No internet, no DNS, no connection to anything except the browser pod. Enforced by kernel-level network policy. Data can't leave.
The same anonymization layer that protects the browser scans Jupyter's HTML output. Names and account numbers get replaced. Aggregate numbers and charts go through untouched.
The agent can produce PDF reports, charts, processed spreadsheets, and the notebook itself. Locked to your key and saved at session end, same as everything else.
A PII detection model scans every message before the agent reads it. Passwords, names, SSNs get replaced with placeholders. You see a preview of the redacted message and confirm before it sends. Toggle it off with the shield icon when you don't need it.
Each task defines which URLs the agent can visit and what it can do there. New sites trigger an approval popup with toggles for click, type, scroll, and PII access. You pick which vault data links to which site. Editable mid-session.
The system auto-detects sensitive values as the agent works: passwords being typed, account numbers on screen. They show up in a clipboard bar with detected and pinned sections. Searchable, keyboard-navigable. Copy values to paste into chat.
Need to protect something mid-task the system hasn't caught? Open the Add Words drawer, type the sensitive value and a placeholder name, and it gets redacted from that point forward.
When you trust the policy, enable Autopilot. Policy violations get denied automatically and the agent works around them. No interruptions. A confirmation modal makes sure you meant to turn it on.
Switch to External Agent mode during config. You get a CLI command for your terminal and instructions to paste into Claude Code, GPT, or whatever model you use. The security layer sits between your model and the browser. Same protection regardless of which AI is driving.

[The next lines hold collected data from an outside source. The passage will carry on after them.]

PR #972, opened 2025-08-05
feat: add warning banner on non offered facility programs

calisio:
## Description of the change

On a program that is not offered at the facility, there is a warning banner at the top of the screen notifying the user.

- **Related issues**: Link to related Asana ticket that this closes: https://app.asana.com/1/1201607307149189/project/1209460078641109/task/1210752575902065?focus=true

## Screenshot(s)
Screenshot 2025-08-05 at 3 24 55 PM
Screenshot 2025-08-05 at 3 25 46 PM


carddev81 (approved):
@calisio Looks great and functions as expected. The only question is the color of the banner doesn't match up with the banner color within the screenshot in Asana ticket?

calisio:
That was complete oversight on my end, I did not see that follow up comment with the design!
Let me fix it and the icon also, and then get that pushed. I reviewed with Josh about coloring but I like the light yellow better (the ticket said bg-warning, so that's what I used, but I am going to go back and use pale yellow).

calisio:
@carddev81 Fixed :) (except I made the icon the color `text-body` for accessibility standards sake to make sure it has enough color contrast).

Run up to 12 agents at once. A carousel grid shows live thumbnails of each browser session with status dots, pause/finish controls, and overlay alerts when the agent needs you. Click a slot to zoom in.
Every run is logged. Duration, model, tool usage, exit code, an activity timeline. Filter by date and status. Expand any run to see the full breakdown, open the encrypted report, re-run the task, or delete the record.
Write the agent's instructions, pick a category, set the allowed URLs, list what credentials or PII fields it needs. Publish it or keep it to yourself.
Lock your vault from the dashboard at any time. Immediately cuts off all placeholder resolution. The agent can't fill in any sensitive fields until you unlock. Good for when you walk away.